SOURCE MATERIAL below:
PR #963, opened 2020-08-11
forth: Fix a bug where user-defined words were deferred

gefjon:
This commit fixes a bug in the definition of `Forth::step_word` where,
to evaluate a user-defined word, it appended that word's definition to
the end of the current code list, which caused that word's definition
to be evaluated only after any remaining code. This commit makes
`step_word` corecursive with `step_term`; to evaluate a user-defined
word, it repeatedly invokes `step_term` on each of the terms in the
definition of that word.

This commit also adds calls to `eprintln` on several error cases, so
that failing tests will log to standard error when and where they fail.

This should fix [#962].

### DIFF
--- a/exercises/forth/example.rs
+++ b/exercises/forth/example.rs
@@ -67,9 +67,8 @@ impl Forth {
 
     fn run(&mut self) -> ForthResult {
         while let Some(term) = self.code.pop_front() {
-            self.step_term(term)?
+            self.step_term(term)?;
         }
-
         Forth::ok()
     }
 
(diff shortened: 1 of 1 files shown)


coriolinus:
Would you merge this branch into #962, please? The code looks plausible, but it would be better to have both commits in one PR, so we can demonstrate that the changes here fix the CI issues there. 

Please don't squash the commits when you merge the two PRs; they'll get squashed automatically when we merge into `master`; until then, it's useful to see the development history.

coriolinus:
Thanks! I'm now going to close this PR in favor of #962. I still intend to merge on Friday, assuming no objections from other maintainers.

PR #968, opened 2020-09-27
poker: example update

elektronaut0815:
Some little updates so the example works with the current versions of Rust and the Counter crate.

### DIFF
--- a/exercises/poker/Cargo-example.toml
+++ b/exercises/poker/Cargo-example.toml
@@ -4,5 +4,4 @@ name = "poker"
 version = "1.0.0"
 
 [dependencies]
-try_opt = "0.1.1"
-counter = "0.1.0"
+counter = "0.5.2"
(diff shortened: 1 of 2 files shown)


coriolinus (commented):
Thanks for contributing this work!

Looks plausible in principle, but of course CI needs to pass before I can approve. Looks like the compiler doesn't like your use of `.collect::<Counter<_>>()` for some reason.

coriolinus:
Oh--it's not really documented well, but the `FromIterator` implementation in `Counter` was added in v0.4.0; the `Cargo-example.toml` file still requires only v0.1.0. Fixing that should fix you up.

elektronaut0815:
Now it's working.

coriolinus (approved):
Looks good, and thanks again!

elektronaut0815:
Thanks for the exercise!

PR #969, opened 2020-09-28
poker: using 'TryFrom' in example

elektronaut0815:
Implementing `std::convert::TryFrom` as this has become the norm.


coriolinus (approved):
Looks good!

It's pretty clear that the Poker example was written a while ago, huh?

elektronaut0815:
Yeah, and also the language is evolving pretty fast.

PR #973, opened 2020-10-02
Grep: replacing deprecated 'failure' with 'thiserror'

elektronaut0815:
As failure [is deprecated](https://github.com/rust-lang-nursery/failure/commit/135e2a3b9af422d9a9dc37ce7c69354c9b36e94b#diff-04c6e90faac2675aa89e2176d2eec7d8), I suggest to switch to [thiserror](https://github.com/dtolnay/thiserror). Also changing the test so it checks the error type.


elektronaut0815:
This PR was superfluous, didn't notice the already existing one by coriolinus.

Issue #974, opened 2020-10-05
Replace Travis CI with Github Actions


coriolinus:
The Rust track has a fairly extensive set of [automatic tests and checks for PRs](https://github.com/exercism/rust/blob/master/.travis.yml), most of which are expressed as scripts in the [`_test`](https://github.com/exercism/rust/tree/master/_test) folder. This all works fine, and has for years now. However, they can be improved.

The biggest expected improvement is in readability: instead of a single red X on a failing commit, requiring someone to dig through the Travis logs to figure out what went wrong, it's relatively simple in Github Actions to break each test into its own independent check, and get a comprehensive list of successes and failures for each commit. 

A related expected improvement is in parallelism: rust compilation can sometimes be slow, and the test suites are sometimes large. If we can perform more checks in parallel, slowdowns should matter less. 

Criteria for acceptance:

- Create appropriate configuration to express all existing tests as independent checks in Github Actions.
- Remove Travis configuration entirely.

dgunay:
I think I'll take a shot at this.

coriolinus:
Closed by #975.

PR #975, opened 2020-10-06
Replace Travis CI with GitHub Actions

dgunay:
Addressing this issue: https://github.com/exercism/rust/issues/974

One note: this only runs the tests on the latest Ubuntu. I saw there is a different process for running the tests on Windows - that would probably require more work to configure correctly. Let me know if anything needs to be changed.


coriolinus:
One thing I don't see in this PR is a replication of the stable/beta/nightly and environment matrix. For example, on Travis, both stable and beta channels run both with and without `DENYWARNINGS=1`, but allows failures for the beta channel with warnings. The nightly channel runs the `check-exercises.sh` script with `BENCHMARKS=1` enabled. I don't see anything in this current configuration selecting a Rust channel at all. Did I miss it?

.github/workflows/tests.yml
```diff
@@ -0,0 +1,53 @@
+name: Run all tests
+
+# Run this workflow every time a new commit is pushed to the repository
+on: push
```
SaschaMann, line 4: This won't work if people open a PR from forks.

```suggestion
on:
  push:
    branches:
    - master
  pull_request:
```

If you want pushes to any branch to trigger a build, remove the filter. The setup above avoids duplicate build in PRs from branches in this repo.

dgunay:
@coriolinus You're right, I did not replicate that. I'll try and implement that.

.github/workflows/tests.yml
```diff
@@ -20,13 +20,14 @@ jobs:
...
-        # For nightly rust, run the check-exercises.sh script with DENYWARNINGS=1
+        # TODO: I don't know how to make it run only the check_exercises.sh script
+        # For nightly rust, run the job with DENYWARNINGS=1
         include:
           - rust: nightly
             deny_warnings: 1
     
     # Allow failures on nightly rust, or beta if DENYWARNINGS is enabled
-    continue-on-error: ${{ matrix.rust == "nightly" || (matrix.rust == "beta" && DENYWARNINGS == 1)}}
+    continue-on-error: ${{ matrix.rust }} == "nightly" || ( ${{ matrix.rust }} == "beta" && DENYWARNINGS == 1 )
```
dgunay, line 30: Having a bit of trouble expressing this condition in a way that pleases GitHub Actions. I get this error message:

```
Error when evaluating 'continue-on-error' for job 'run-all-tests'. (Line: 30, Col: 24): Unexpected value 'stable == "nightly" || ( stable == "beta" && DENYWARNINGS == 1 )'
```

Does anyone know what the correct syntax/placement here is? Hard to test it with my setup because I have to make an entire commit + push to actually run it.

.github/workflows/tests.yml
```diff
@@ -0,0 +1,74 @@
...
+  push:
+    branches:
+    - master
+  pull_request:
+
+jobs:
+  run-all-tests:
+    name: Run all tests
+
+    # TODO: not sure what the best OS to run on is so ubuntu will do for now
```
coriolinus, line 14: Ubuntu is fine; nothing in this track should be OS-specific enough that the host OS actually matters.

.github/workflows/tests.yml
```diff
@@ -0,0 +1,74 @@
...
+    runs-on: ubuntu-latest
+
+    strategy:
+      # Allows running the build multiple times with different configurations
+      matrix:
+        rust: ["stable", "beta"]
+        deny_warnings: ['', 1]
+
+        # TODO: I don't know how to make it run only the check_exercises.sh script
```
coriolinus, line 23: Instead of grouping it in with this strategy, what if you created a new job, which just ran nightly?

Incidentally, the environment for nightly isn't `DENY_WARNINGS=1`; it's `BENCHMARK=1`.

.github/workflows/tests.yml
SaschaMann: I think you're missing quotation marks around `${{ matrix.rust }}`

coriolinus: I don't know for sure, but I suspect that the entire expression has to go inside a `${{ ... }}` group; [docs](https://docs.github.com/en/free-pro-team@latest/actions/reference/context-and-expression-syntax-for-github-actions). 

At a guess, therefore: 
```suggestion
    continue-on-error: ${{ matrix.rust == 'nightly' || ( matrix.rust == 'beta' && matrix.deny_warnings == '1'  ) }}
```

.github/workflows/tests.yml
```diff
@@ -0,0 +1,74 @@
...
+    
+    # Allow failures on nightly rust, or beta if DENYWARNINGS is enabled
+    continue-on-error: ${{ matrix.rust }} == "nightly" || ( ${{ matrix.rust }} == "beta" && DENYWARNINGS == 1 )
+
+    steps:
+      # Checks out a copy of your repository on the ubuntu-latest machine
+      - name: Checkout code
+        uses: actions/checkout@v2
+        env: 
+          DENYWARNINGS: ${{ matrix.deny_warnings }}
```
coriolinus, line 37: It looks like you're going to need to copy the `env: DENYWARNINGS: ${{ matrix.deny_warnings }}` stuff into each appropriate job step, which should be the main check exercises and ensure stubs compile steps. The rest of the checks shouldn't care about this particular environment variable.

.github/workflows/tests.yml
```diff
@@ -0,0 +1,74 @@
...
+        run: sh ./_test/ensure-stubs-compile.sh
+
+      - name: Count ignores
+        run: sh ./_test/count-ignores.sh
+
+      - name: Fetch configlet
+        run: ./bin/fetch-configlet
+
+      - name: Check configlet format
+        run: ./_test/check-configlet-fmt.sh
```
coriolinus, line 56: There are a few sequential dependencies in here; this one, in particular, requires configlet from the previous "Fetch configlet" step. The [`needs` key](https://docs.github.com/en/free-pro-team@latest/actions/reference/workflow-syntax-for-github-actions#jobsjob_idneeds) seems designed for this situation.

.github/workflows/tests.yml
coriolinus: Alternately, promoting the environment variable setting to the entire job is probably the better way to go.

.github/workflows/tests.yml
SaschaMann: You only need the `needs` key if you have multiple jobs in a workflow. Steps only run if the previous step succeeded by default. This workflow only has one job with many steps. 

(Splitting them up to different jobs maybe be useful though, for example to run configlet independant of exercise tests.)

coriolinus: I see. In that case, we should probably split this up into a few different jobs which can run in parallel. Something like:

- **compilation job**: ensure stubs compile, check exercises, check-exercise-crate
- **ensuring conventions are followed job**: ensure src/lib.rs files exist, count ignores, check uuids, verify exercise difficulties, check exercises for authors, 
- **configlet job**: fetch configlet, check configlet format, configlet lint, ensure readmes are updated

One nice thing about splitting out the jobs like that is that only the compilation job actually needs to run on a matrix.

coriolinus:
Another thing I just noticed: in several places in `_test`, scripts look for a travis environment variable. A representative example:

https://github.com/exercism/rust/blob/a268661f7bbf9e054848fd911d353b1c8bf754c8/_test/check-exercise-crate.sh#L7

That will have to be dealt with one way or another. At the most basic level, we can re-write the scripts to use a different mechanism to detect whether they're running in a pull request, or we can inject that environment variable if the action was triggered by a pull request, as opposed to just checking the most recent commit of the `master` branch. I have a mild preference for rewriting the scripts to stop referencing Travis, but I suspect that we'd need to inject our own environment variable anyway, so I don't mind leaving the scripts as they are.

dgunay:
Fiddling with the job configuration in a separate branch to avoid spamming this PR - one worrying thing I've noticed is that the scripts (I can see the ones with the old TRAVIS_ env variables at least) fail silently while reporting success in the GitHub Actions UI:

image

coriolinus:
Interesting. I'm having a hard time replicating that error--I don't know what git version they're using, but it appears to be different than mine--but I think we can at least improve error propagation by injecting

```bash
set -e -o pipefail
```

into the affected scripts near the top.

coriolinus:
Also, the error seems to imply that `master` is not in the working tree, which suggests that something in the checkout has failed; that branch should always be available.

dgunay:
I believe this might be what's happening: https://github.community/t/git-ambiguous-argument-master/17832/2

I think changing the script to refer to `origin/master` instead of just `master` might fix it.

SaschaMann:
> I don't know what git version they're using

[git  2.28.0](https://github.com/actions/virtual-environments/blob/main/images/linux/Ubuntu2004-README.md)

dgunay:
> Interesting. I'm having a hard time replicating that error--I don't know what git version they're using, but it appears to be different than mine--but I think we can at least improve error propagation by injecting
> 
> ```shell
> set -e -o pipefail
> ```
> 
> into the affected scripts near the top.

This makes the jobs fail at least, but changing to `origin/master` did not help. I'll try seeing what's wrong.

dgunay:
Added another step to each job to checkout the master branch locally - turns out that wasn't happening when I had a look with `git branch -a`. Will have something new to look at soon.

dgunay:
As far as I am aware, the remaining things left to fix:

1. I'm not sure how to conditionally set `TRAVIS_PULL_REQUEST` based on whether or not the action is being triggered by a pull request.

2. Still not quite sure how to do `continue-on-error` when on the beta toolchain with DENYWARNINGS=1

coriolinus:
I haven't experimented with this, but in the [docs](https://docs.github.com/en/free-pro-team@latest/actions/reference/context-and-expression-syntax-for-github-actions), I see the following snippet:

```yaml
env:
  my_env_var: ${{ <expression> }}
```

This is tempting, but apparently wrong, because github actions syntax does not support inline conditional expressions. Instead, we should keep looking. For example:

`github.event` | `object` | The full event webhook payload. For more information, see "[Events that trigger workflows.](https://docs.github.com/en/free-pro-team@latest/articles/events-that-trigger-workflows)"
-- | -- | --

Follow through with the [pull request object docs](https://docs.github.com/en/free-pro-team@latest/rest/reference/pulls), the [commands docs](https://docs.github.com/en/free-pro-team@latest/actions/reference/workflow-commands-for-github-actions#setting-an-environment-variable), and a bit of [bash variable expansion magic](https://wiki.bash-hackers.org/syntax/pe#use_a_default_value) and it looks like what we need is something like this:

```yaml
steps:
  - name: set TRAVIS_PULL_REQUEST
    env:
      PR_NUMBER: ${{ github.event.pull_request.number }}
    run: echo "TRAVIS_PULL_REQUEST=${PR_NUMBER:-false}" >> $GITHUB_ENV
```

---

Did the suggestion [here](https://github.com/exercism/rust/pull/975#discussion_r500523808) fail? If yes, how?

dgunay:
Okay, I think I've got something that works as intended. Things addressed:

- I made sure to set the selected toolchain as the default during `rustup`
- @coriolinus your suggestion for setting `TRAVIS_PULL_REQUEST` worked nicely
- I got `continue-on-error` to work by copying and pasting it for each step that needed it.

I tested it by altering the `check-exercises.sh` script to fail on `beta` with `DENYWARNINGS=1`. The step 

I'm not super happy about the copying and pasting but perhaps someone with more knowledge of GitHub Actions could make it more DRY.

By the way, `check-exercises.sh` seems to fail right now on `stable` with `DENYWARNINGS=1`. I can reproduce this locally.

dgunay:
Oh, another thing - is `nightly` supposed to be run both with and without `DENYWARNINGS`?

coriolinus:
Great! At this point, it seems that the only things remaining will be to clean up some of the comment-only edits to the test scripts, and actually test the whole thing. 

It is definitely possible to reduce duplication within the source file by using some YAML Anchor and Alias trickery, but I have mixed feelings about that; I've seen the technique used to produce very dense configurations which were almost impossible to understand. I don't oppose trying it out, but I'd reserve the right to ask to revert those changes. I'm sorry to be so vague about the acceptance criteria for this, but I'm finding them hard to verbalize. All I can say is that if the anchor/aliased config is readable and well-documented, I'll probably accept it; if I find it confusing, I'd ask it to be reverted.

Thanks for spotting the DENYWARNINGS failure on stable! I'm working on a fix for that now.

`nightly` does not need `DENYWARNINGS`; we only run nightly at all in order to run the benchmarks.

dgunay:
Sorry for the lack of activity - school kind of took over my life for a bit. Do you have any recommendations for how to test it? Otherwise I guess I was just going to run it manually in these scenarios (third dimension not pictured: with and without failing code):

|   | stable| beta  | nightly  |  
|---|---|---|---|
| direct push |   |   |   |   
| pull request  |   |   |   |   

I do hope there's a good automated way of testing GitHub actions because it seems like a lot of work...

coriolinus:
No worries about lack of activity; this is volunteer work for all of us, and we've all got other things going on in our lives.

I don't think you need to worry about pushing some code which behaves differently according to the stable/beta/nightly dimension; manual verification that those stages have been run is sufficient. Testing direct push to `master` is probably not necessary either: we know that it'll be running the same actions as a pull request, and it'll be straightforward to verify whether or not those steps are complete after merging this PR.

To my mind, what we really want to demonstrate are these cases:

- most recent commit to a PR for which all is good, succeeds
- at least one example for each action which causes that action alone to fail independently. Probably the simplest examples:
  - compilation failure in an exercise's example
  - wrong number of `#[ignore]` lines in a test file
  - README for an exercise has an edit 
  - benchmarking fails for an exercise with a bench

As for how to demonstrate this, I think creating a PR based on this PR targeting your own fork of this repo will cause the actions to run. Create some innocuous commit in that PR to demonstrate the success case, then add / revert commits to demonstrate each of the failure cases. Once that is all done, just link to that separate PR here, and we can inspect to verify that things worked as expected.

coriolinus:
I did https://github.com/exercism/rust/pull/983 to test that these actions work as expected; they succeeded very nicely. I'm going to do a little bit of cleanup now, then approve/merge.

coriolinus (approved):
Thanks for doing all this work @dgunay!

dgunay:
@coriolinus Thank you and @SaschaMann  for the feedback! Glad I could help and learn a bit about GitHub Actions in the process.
End of SOURCE MATERIAL.
### WHAT THE TASK REQUIRES
Going through the entries above, show each line that contains "direct".

### OUTPUT FOR THIS TASK
| direct push |   |   |   |   
I don't think you need to worry about pushing some code which behaves differently according to the stable/beta/nightly dimension; manual verification that those stages have been run is sufficient. Testing direct push to `master` is probably not necessary either: we know that it'll be running the same actions as a pull request, and it'll be straightforward to verify whether or not those steps are complete after merging this PR.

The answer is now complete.